▸ Aim of the exercise:
Only one portion of the data is to be written out: from the line bearing "This factor is" through the line bearing "on multiple circuits.". Write it exactly as it appears.

▸ Saved data entries:
▬▬▬▬▬▬▬▬▬▬

PR #148, opened 2024-04-04
[BBPBGLIB-1145] Write gids without offset in WholeCell LB complexity file

jorblancoa:
## Context
Addresses issue highlighted in BBPBGLIB-1145, where the offsets were being calculated before the load balancing, causing issue sometimes when having virtual populations alphabetically ordered before the first real population.

## Review


jorblancoa:
I tested locally the SSCx simulation that had the issue and also launched the long tests, to be sure we don't have the problem found in the past:
https://bbpgitlab.epfl.ch/hpc/sim/blueconfigs/-/jobs/1229037

jorblancoa:
Long tests are passing also!
https://bbpgitlab.epfl.ch/hpc/sim/blueconfigs/-/pipelines/203645

WeinaJi (dismissed):
Looks good ! Thank you!

Do we need a unit test for this ? I let you decide.

tests/integration-e2e/test_loadbalance.py
```diff
@@ -140,18 +140,81 @@ def test_multisplit(target_manager, circuit_conf, capsys):
...
+    nd = Node(tmp_file.name, {"lb_mode": "WholeCell"})
     nd.load_targets()
+    SimConfig.check_connections_configure(nd._target_manager)
     lb = nd.compute_load_balance()
     nd.create_cells(lb)
 
+    # Check the complexity file
+    base_dir = "sim_conf"
+    pattern = "_loadbal_*.*"  # Matches any hash and population
+    cx_pattern = "cx_*#.dat"  # Matches any cx file with the pattern
```
WeinaJi, line 210: Can we hard code the population name in the pattern? I assume the cx files are produced for `NodeA`?

tests/integration-e2e/test_loadbalance.py
```diff
@@ -140,18 +140,81 @@ def test_multisplit(target_manager, circuit_conf, capsys):
...
+    # Check the complexity file
+    base_dir = "sim_conf"
+    pattern = "_loadbal_*.NodeA"  # Matches any hash and population
+    cx_pattern = "cx_NodeA*#.dat"  # Matches any cx file with the pattern
+    assert Path(base_dir).is_dir(), "Directory 'sim_conf' not found."
+    cx_file = _read_complexity_file(base_dir, pattern, cx_pattern)
+    lines = cx_file.splitlines()
+    assert int(lines[1]) == 3, "Number of gids different than 3."
+    # Gid should be without offset (2 instead of 1002)
+    assert int(lines[3].split()[0]) == 2, "gid 2 not found."
```
ferdonline, line 216: Nice test

neurodamus/cell_distributor.py
```diff
@@ -502,7 +506,7 @@ def getSpGid(self, gid):
         """
         manager = self._find_manager(gid)
         if manager._binfo:
-            return manager._binfo.thishost_gid(gid)
+            return manager._binfo.thishost_gid(gid - manager.local_nodes.offset)
```
ferdonline, line 509: I wonder why we don't do `+ gid_offset` like 10 lines above. I don't racall if this should do the same, just noticing it seems inconsistent and if you know the reason for the difference maybe let's write a comment

jorblancoa: You are right, I probably forgot because I think this function is not used...

WeinaJi (approved):

PR #151, opened 2024-04-09
[BBPGLIB-1148] Add support for gap junctions in dry run

st4rl3ss:
## Context
This MR solves https://bbpteam.epfl.ch/project/issues/browse/BBPBGLIB-1148

After investigation it seems that the `sonataconf-thalamus` circuit from `blueconfig` is including also gap junctions, that's why some of the connections were missing the `syn_type_id`.
Now the dry run can correctly treat gap junctions, count them and add to the synapse memory total. All the other types are also counted for future use.

## Scope
Made the `get_counts` function work also when no `group_by` is specified, in which case it will return an int.
Added more branch and checks to take into account non-chemical connections.

## Testing
No further testing needed.

## Review

### DIFF
--- a/neurodamus/connection_manager.py
+++ b/neurodamus/connection_manager.py
@@ -9,6 +9,7 @@ from collections import defaultdict, Counter
 from itertools import chain
 from os import path as ospath
 from typing import List, Optional
+from libsonata._libsonata import SonataError
 
 from .core import NeurodamusCore as Nd
 from .core import ProgressBarRank0 as ProgressBar, MPI
@@ -775,7 +776,13 @@ class ConnectionManagerBase(object):
                 sample_len = len(sample)
                 if not sample_len:
                     continue
-                sample_counts = self._synapse_reader.get_counts(sample, group_by="syn_type_id")
+                try:
+                    sample_counts = self._synapse_reader.get_counts(sample, group_by="syn_type_id")
+                except SonataError as e:
+                    logging.warning("Error while getting synapse counts: %s", e)
+                    logging.warning("You might be using a non-compliant version of the edge file.")
+                    continue
+
                 logging.debug("Gids: %s... Types: %s", sample[:10], sample_counts)
                 logging.debug("Average syn/cell: %.2f", sum(sample_counts.values()) / sample_len)
                 sampled_gids_count += sample_len
--- a/neurodamus/connection_manager.py
+++ b/neurodamus/connection_manager.py
@@ -9,7 +9,7 @@ from collections import defaultdict, Counter
 from itertools import chain
 from os import path as ospath
 from typing import List, Optional
-from libsonata._libsonata import SonataError
+from libsonata import SonataError
 
 from .core import NeurodamusCore as Nd
 from .core import ProgressBarRank0 as ProgressBar, MPI
--- a/neurodamus/connection_manager.py
+++ b/neurodamus/connection_manager.py
@@ -777,12 +777,16 @@ class ConnectionManagerBase(object):
                 if not sample_len:
                     continue
                 try:
-                    sample_counts = self._synapse_reader.get_counts(sample, group_by="syn_type_id")
+                    if self.CONNECTIONS_TYPE == ConnectionTypes.Synaptic:
+                        sample_counts = self._synapse_reader.get_counts(
+                            sample, group_by="syn_type_id")
+                    else:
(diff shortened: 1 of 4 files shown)


neurodamus/connection_manager.py
```diff
@@ -775,7 +776,13 @@ def _get_conn_stats(self, dst_target):
                 sample_len = len(sample)
                 if not sample_len:
                     continue
-                sample_counts = self._synapse_reader.get_counts(sample, group_by="syn_type_id")
+                try:
+                    sample_counts = self._synapse_reader.get_counts(sample, group_by="syn_type_id")
```
WeinaJi, line 780: `syn_type_id` is mandatory for "chemical" edges. But it is not required for other type of edges file, e.g. "electrical", the ngv edges. See the [SONATA SPEC](https://sonata-extension.readthedocs.io/en/latest/sonata_tech.html#edge-file). Is it possible to count with another (maybe common) attributes?

neurodamus/connection_manager.py
```diff
@@ -9,6 +9,7 @@
 from itertools import chain
 from os import path as ospath
 from typing import List, Optional
+from libsonata._libsonata import SonataError
```
mgeplf, line 12: importing from private (ie: leading underscore) parts of packages is not generally recommended.

The following should work:
`from libsonata import SonataError`

neurodamus/connection_manager.py
st4rl3ss: Thanks for the comment Weina. 
The field is used for counting but also to discriminate between different types of synapses.
I guess that in the case of electrical synapses there's no need to count different types?

WeinaJi: You are right, for electrical synapses, there is only one type : the gap juction `Nd.Gap` .

st4rl3ss: So we can make the assumption that if there's no `syn_type_id` we should count them as `Nd.Gap`?

WeinaJi: Maybe do like this: if calling `_get_conn_stats` from  `GapJunctionManager` class, we count all synapse as `Nd.Gap`. 
In the ngv case, the `astrocyte` edges don't  contain  the  attribute `syn_type_id` either, but there the creation of syn objects is different from the general case.

neurodamus/utils/memory.py
```diff
@@ -309,24 +311,45 @@ def collect_display_syn_counts(self):
...
         log_verbose("+{:=^68}+".format(" Synapse Count "))
         log_verbose("| {:^40s} | {:^10s} | {:^10s} |".format("Synapse Type", "Family", "Count"))
         log_verbose("+{:-^68}+".format(""))
-        for syn_type, count in sorted(master_counter.items()):
+
+        # Some synapse types are numeric, others are strings, so we need to handle both
+        numeric_items = [(syn_type, count)
+                         for syn_type, count in master_counter.items()
+                         if isinstance(syn_type, (int, np.integer))]
+        for syn_type, count in sorted(numeric_items):
```
WeinaJi, line 323: Could you remind me why we sort "sorted(numeric_items)"?

st4rl3ss: It's just for visualization, so when we print the table containing all the different types of synapses and their respective memory footprint they are ordered by their `syn_type_id`.

WeinaJi: If it is tolerant to print without sorting, I think we can fill the `inh/exc/gap/other_count` using one `for-loop`.  What is the usual size of `master_counter` ?

st4rl3ss: It really depends on the circuit but normally we can expect in the most diverse circuits something in the order of ~40-50 different `syn_type_ids` i.e. `master_counter` keys to order. So the sorting is no big deal normally but if you think it's useless to order the synapses for visualization I can remove the sorting and make just one for loop, also removing the need for numeric vs string synapse types.

WeinaJi: OK, 40-50 is not a big size for loop, sort and then loop. We can stay like this ATM I think. 

BTW, I just pushed a commit to complete the `CONNECTION_TYPE` for NeuroModulationManager for the dry-run counting.

jorblancoa (approved):
LGTM!

WeinaJi (approved):

PR #155, opened 2024-04-18
Allow API configuration to preserve the axons during setup

ferdonline:
## Context
With BlueConfig one could ask a circuit to preserve the axons in full detail via a config entry `DetailedAxons`.

However, that options was never made globally available via a flag, which enables it also for Sonata simulations.

This PR covers that.

## Scope
 - Introduce the new Neurodamus top-level option `keep_axon`
 - Propagate to all Detailed neuron circuits which don't set the option explicitly.

## Testing
in the testing environment under `test/ngv_wip` with the patched `emodels_atp_1p4` one must see

**Script:**
```python
nd = neurodamus.Neurodamus(
    "simulation_config.json",
    keep_axon=True,
    auto_init=False,
    cleanup_atexit=False,
    logging_level=2,
)
nd.init()
nd.run()
```
**Output:**
```
[VERB]  -> Keeping axons ENABLED
...
[INFO] Executing actions after stdinit...
[INFO] Now deleting the axon!
REPLACING AXON!
[INFO] Now deleting the axon!
REPLACING AXON!
```

## Review


cattabiani:
I wrote here my findings:

https://bbpteam.epfl.ch/project/issues/browse/BBPBGLIB-984.

Let me know if you prefer the reports directly here instead

WeinaJi (approved):
LGTM!
Just one question: is there any need to add a CLI option for this parameter?

cattabiani:
not from me

jorblancoa (approved):

WeinaJi (approved):

PR #165, opened 2024-04-30
[BBPBGLIB-1158] Add empirical mechanism to estimate simulation memory usage

st4rl3ss:
## Context
Add an estimate for the simulation memory usage. The estimate is simply calculated considering 2.5 times the total amount of memory estimated for cell + synapses. 
This factor is based on tests that we performed on a variety of circuit that seem to suggest that the ratio between the instantiation and the simulation tops at 2.5 times.

For more information see: https://bbpteam.epfl.ch/project/issues/browse/BBPBGLIB-1158

## Scope
Just a simple add to already existing functions.

## Testing
The modification will be tested during the already implemented integration tests for the dry run workflow.

## Review

### DIFF
--- a/neurodamus/utils/memory.py
+++ b/neurodamus/utils/memory.py
@@ -22,6 +22,11 @@ from ..io.sonata_config import ConnectionTypes
 
 import numpy as np
 
+# The factor to multiply the cell + synapses memory usage by to get the simulation memory estimate.
+# This is an heuristic estimate based on tests on multiple circuits.
+# More info in docs/architecture.rst.
+SIM_ESTIMATE_FACTOR = 2.5
+
 
 def trim_memory():
     """
@@ -256,7 +261,6 @@ class DryRunStats:
         self.metype_counts = Counter()
         self.synapse_counts = Counter()
         self.suggested_nodes = 0
-        self.sim_estimate_factor = 2.5
         _, _, self.base_memory, _ = get_task_level_mem_usage()
 
     @run_only_rank0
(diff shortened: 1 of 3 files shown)


neurodamus/utils/memory.py
```diff
@@ -256,6 +256,7 @@ def __init__(self) -> None:
         self.metype_counts = Counter()
         self.synapse_counts = Counter()
         self.suggested_nodes = 0
+        self.sim_estimate_factor = 2.5
```
matz-e, line 259: This could also be an all caps file wide variable, with a comment on why 2.5 and how it's going to bu used :)

st4rl3ss: Fair enough! Fill fix, thanks!

neurodamus/utils/memory.py
```diff
@@ -361,8 +366,14 @@ def display_total(self):
         logging.info("| {:<40s} | {:12.1f} |".format(f"Overhead (ranks={MPI.size})", full_overhead))
         logging.info("| {:<40s} | {:12.1f} |".format("Cells", self.cell_memory_total))
         logging.info("| {:<40s} | {:12.1f} |".format("Synapses", self.synapse_memory_total))
+        self.simulation_estimate = (self.cell_memory_total
```
ferdonline, line 369: I had understood that 2.5x was the factor among the totals. E.g. if we had estimated using 10 we were seeing 25 being used during simulation. If that's the case 25 should me considered the grand total, not exclusively the simulation, and hence not summed to the base 10.

ferdonline (approved):
I left a comment just to clarify a point that I maybe got wrong. If that's the case please ignore and feel free to merge

neurodamus/utils/memory.py
st4rl3ss: I double checked just to make sure about it and no, the simulation memory usage data I took is separate from the cell + synapse instantiation and therefore should be added to it and does not represent the total.

By re-running the test for this purposes I noticed a significantly smaller memory footprint for the simulation than what we've seen in the past, possibly due to memory optimization of the last months.

I will leave the 2.5x factor for now but we might want to consider to lower it a bit in the future.

PR #12, opened 2017-11-17
Greg/swagger: Refactor DispatchJob V1 implementation

silverspace:
Refactoring the previous DispatchJobs implementation to reduce copy/paste and set up a template for defining V2 DispatchJobs. 

This closely models the structs defined in fleet_dispatch.go:
 * DispatchJobV1Base => DispatchJobV1Create (with the exception of "id")
 * DispatchJobV1Response => DispatchJobV1 (extends DispatchJobV1Create and adds "id", "group_id", "org_id", and "job_state")

Tested locally by using Charles to rewrite the URL in the body of samsara.com/api to point to my raw github file. Verified that the page still loads correctly.

### DIFF
--- a/swagger.json
+++ b/swagger.json
@@ -1046,7 +1046,7 @@
                     "200": {
                         "description": "Dispatch jobs for the specified group.",
                         "schema": {
-                            "$ref": "#/definitions/DispatchJobsResponse"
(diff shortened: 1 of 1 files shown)


silverspace:
Thanks!

PR #13, opened 2017-11-21
swagger: Add support for dispatch routes

silverspace:
This PR adds support for all of the dispatch route REST endpoints in our swagger.json file. 

The routes added came from samsaradev.io/controllers/api/routes.go, with the exception of 
  * /fleet/drivers/{driver_id}/dispatch/routes/{route_id}
  * /fleet/vehicles/{vehicle_id}/dispatch/routes/{route_id}

For now, those will be unexported functions that only we know about, since exposing them may add unnecessary complexity.

### DIFF
--- a/swagger.json
+++ b/swagger.json
@@ -2356,6 +2356,132 @@
                 }
             }
         },
+        "DispatchJobCreate": {
+            "type": "object",
+            "required": [
+                "scheduled_arrival_time_ms",
+                "destination_lat",
+                "destination_lng"
+            ],
+            "properties": {
+                "driver_id": {
+                    "type": "integer",
+                    "format": "int64",
+                    "description":  "ID of the driver assigned to the dispatch job.",
+                    "example": 444
+                },
+                "vehicle_id": {
+                    "type": "integer",
+                    "format": "int64",
+                    "description": "ID of the vehicle used for the dispatch job.",
+                    "example": 112
+                },
+                "scheduled_arrival_time_ms": {
+                    "type": "integer",
+                    "format": "int64",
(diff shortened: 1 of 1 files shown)


silverspace:
We are merging this now so that we will have the public documentation updated for a meeting with Bolt today. Please do add comments to this PR or the commits and I will address them in a follow-up PR.

swagger.json
```diff
@@ -2494,6 +3082,70 @@
...
+            "schema": {
+                "$ref": "#/definitions/DispatchRouteCreate"
+            }
+        },
+        "routeUpdateParam": {
+            "name": "updateDispatchRouteParams",
+            "required": true,
+            "in": "body",
+            "schema": {
+                "$ref": "#/definitions/DispatchRoute"
```
YosubShin: I think we should have a separate schema definition for `DispatchRouteUpdate` since it doesn't support setting `job_state`, `arrived_at_ms`, `completed_at_ms`, `skipped_at_ms`.

silverspace: When we ask consumers to PUT a route, we should expect them to send us exactly what we sent them in a GET request, with some values modified. I think we should still expect them to populate completed_at_ms even if they can't modify the value.

YosubShin: I think Go JSON marshaler would ignore additional fields, so it's ok for users to send us extra fields noted above. 
However I think it would be confusing to the users of the API if we let the users specifying fields like `job_state` but they wouldn't have any effect.
Also, if someone manually construct an API request, I personally think it's nicer to not requiring them to specify extra fields that are functionally not necessary.

PR #18, opened 2018-02-21
swagger: Add documentation for asset-specific endpoints

arthurhuang:
This adds documentation for:
/v1/fleet/assets
/v1/fleet/assets/{assetId:[0-9]+}/reefer

and introduces a new "Assets" tag

Verified on http://editor.swagger.io/#

### DIFF
--- a/swagger.json
+++ b/swagger.json
@@ -36,6 +36,10 @@
         {
             "name": "Sensors",
             "description": "Access to sensor data"
+        },
+        {
+            "name": "Assets",
+            "description": "Access to asset-specific data"
         }
     ],
     "paths": {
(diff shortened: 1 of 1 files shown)


swagger.json
```diff
@@ -3119,6 +3196,215 @@
...
+                "cable": {
+                    "type": "array",
+                    "description": "The cable connected to the asset",
+                    "items": {
+                        "type": "object",
+                        "properties": {
+                            "assetType": {
+                                "type": "string",
+                                "description": "Asset type",
+                                "example": "Reefer (Thermo King)"
```
kl4kennylee81: should we be giving more examples? I think it might make sense for us internally but may be more difficult for a user to understand what are the different types of assets

swagger.json
```diff
@@ -3119,6 +3196,215 @@
...
+                        "alarms": {
+                            "type": "array",
+                            "description": "Reefer alarms",
+                            "items": {
+                                "type": "object",
+                                "properties": {
+                                    "changedAtMs": {
+                                        "type": "integer",
+                                        "format": "int64",
+                                        "description": "Timestamp in Unix milliseconds since epoch.",
```
kl4kennylee81: "The time in Unix epoch milliseconds when the alarms were last polled." hmm not sure what would be a more thorough explanation

swagger.json
```diff
@@ -3119,6 +3196,215 @@
...
+                                        "example": 1453449599999
+                                    },
+                                    "setPointInMilliC": {
```
kl4kennylee81: just a small observation should be change this to temperatureInMilliC. nbd either would be fine.

swagger.json
arthurhuang: i don't think the docs allow for multiple examples, but if there's confusion from the users we can look into explaining the options further in the description

swagger.json
arthurhuang: i'll change it to `Timestamp in Unix milliseconds since epoch when the alarms were reported.`

swagger.json
arthurhuang: ok

PR #19, opened 2018-02-22
swagger.json: add in asset location api

kl4kennylee81:
This change adds the asset location api to our public api.

The routes added came from samsaradev.io/controllers/api/assets.go

/fleet/asset/{assetId: [0-9]+}/location

### DIFF
--- a/swagger.json
+++ b/swagger.json
@@ -1742,14 +1742,7 @@
                 "operationId": "GetAssetReefer",
                 "parameters": [
                     { "$ref": "#/parameters/accessTokenParam" },
-                    {
-                        "name": "asset_id",
-                        "in": "path",
-                        "required": true,
-                        "description": "ID of the asset",
-                        "type": "integer",
-                        "format": "int64"
-                    },
+                    { "$ref": "#/parameters/assetIdParam" },
                     { "$ref": "#/parameters/routeHistoryStartTimeParam" },
                     { "$ref": "#/parameters/routeHistoryEndTimeParam" }
                 ],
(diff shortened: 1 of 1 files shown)


swagger.json
```diff
@@ -1768,6 +1768,43 @@
...
+                "tags": [
+                    "Default", "Fleet", "Assets"
+                ],
+                "summary": "/fleet/assets/{assetId:[0-9]+}/location",
+                "description": "Fetch the historical locations for the asset.",
+                "operationId": "GetAssetLocation",
+                "parameters": [
+                    { "$ref": "#/parameters/accessTokenParam" },
+                    {
+                        "name": "asset_id",
```
arthurhuang: this should probably be a `$ref` in `#/parameters/` since we'll use it a bunch

swagger.json
```diff
@@ -3405,6 +3442,37 @@
...
                 }
             }
+        },
+        "AssetLocationResponse": {
+            "type": "object",
+            "description": "Asset location details.",
+            "properties": {
+                "location": {
+                    "type": "string",
+                    "description": "The best matched (street,city,state) for the latititude and longitude.",
```
arthurhuang: "best effort" instead of "best matched"

swagger.json
```diff
@@ -3405,6 +3442,37 @@
...
+                    "example": "37"
+                },
+                "longitude": {
+                    "type": "number",
+                    "description": "The longitude of the location in degrees.",
+                    "example": "-122"
+                },
+                "speedMilesPerHour": {
+                    "type": "number",
+                    "description": "The speed calculated from the GPS that the asset was traveling at in miles per hour.",
```
arthurhuang: `from GPS`

swagger.json
kl4kennylee81: is this basically making a variable parameter? i'll try my best swagger skills but don't have high hopes

kl4kennylee81: done

swagger.json
kl4kennylee81: done

swagger.json
kl4kennylee81: done

swagger.json
```diff
@@ -1768,6 +1761,36 @@
                     }
                 }
             }
+        },
+        "/fleet/assets/{asset_id}/location": {
```
arthurhuang: This should be `locations` plural, because we're returning the list of locations for the time period. Should change the actual API & test too

swagger.json
```diff
@@ -3405,6 +3428,37 @@
                     }
                 }
             }
+        },
+        "AssetLocationResponse": {
+            "type": "object",
```
arthurhuang: The response is an array of these objects, instead of just 1 object

swagger.json
```diff
@@ -3549,6 +3603,14 @@
             "in": "query",
             "type": "integer",
             "format": "int64"
+        },
+        "assetIdParam": {
```
arthurhuang: thanks for changing this

swagger.json
kl4kennylee81: done

swagger.json
kl4kennylee81: lol good catch

PR #30, opened 2018-06-12
Jrsaunde/industrial api

jrsaunde:
This adds documentation for two new api endpoints:

/industrial/data => list all data inputs in a group (and optional historical datapoints):
screen shot 2018-06-11 at 7 36 04 pm

/industrial/data/{data_input_id} =>  fetch datapoints for a dataInput
screen shot 2018-06-11 at 7 36 25 pm

This also moves the machine endpoints under the industrial tag, put doesn't change the path, so current users can still use the API:

screen shot 2018-06-11 at 7 37 06 pm

### DIFF
--- a/swagger.json
+++ b/swagger.json
@@ -1804,6 +1804,42 @@
                 }
             }
         },
+        "/industrial/data/{data_input_id}": {
+            "get": {
+                "tags": [
+                    "Industrial", "Default"
+                ],
+                "summary": "/industrial/data/{data_input_id:[0-9]+}",
+                "description": "Fetch datapoints from a given data input.",
+                "operationId": "GetDataInput",
+                "consumes": [
+                    "application/json"
+                ],
+                "produces": [
+                    "application/json"
+                ],
+                "parameters": [
+                    { "$ref": "#/parameters/accessTokenParam" },
+                    { "$ref": "#/parameters/dataInputIdParam"},
+                    { "$ref": "#/parameters/dataInputStartTimeParam"},
+                    { "$ref": "#/parameters/dataInputEndTimeParam"}
+                ],
+                "responses": {
+                    "200": {
+                        "description": "Returns datapoints for the given data input",
+                        "schema": {
+                            "$ref": "#/definitions/DataInputHistoryResponse"
+                        }
+                    },
+                    "default": {
+                        "description": "Unexpected error.",
+                        "schema": {
+                            "$ref": "#/definitions/ErrorResponse"
+                        }
+                    }
+                }
+            }
+        },
         "/tags": {
             "get": {
                 "tags": [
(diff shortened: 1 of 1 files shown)


swagger.json
```diff
@@ -4350,6 +4432,21 @@
             "description": "ID of the asset",
             "type": "integer",
             "format": "int64"
+        "dataInputEndTimeParam": {
+            "name": "endMs",
+            "description": "Timestamp in milliseconds representing the end of the period to fetch, inclusive. Used in combination with startMs.",
```
silverspace: Nit: "timestamp in *Unix* milliseconds"

swagger.json
```diff
@@ -4350,6 +4432,21 @@
...
+            "required": false,
+            "in": "query",
+            "type": "integer",
+            "format": "int64"
+        },
+        "dataInputStartTimeParam": {
+            "name": "startMs",
+            "description": "Timestamp in milliseconds representing the start of the period to fetch, inclusive. Used in combination with endMs.",
```
silverspace: We should also call out the default value.

swagger.json
```diff
@@ -3760,6 +3804,44 @@
...
+                    "items": {
+                        "type": "object",
+                        "properties": {
+                            "timeMs":{
+                                "type":"integer",
+                                "format": "int64",
+                                "example": 1453449599999
+                            },
+                            "value":{
+                                "type":"integer",
```
silverspace: Should type be "number" instead of "integer"? The integer + float combination looks a little suspect.

swagger.json
```diff
@@ -1804,6 +1804,42 @@
                 }
             }
         },
+        "/industrial/data/{data_input_id}": {
+            "get": {
+                "tags": [
+                    "Industrial", "Default"
+                ],
+                "summary": "/industrial/data/{data_input_id}",
```
silverspace: In other API endpoints we define bind variables as `{data_input_id:[0-9]+}`

swagger.json
```diff
@@ -1804,6 +1804,42 @@
...
+                ],
+                "parameters": [
+                    { "$ref": "#/parameters/accessTokenParam" },
+                    { "$ref": "#/parameters/dataInputIdParam"},
+                    { "$ref": "#/parameters/dataInputStartTimeParam"},
+                    { "$ref": "#/parameters/dataInputEndTimeParam"}
+                ],
+                "responses": {
+                    "200": {
+                        "description": "Data points from this data input",
```
silverspace: The `/industrial/data` endpoint uses the noun `data inputs`. We should be consistent with this endpoint.

swagger.json
```diff
@@ -4432,6 +4468,15 @@
             "description": "ID of the asset",
             "type": "integer",
             "format": "int64"
+        },
+        "dataInputIdParam": {
+            "name": "data_input_id",
+            "in": "path",
+            "required": true,
+            "description": "ID of the data_input",
```
silverspace: Nit: data_input is not a variable anywhere, we can just call this "data input".

swagger.json
jrsaunde: done!

swagger.json
jrsaunde: done!

swagger.json
jrsaunde: done!

swagger.json
jrsaunde: done!

PR #31, opened 2018-06-14
swagger:Updated description on Put /tags/{tag_id}; Updated descriptio…

mnn-agarwal:
…n on /fleet/drivers/create to mention that password is not a required field. Have confirmed the file has no issues on editor.swagger.io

▬▬▬▬▬▬▬▬▬▬

▸ Answer area:
This factor is based on tests that we performed on a variety of circuit that seem to suggest that the ratio between the instantiation and the simulation tops at 2.5 times.

For more information see: https://bbpteam.epfl.ch/project/issues/browse/BBPBGLIB-1158

## Scope
Just a simple add to already existing functions.

## Testing
The modification will be tested during the already implemented integration tests for the dry run workflow.

## Review

### DIFF
--- a/neurodamus/utils/memory.py
+++ b/neurodamus/utils/memory.py
@@ -22,6 +22,11 @@ from ..io.sonata_config import ConnectionTypes
 
 import numpy as np
 
+# The factor to multiply the cell + synapses memory usage by to get the simulation memory estimate.
+# This is an heuristic estimate based on tests on multiple circuits.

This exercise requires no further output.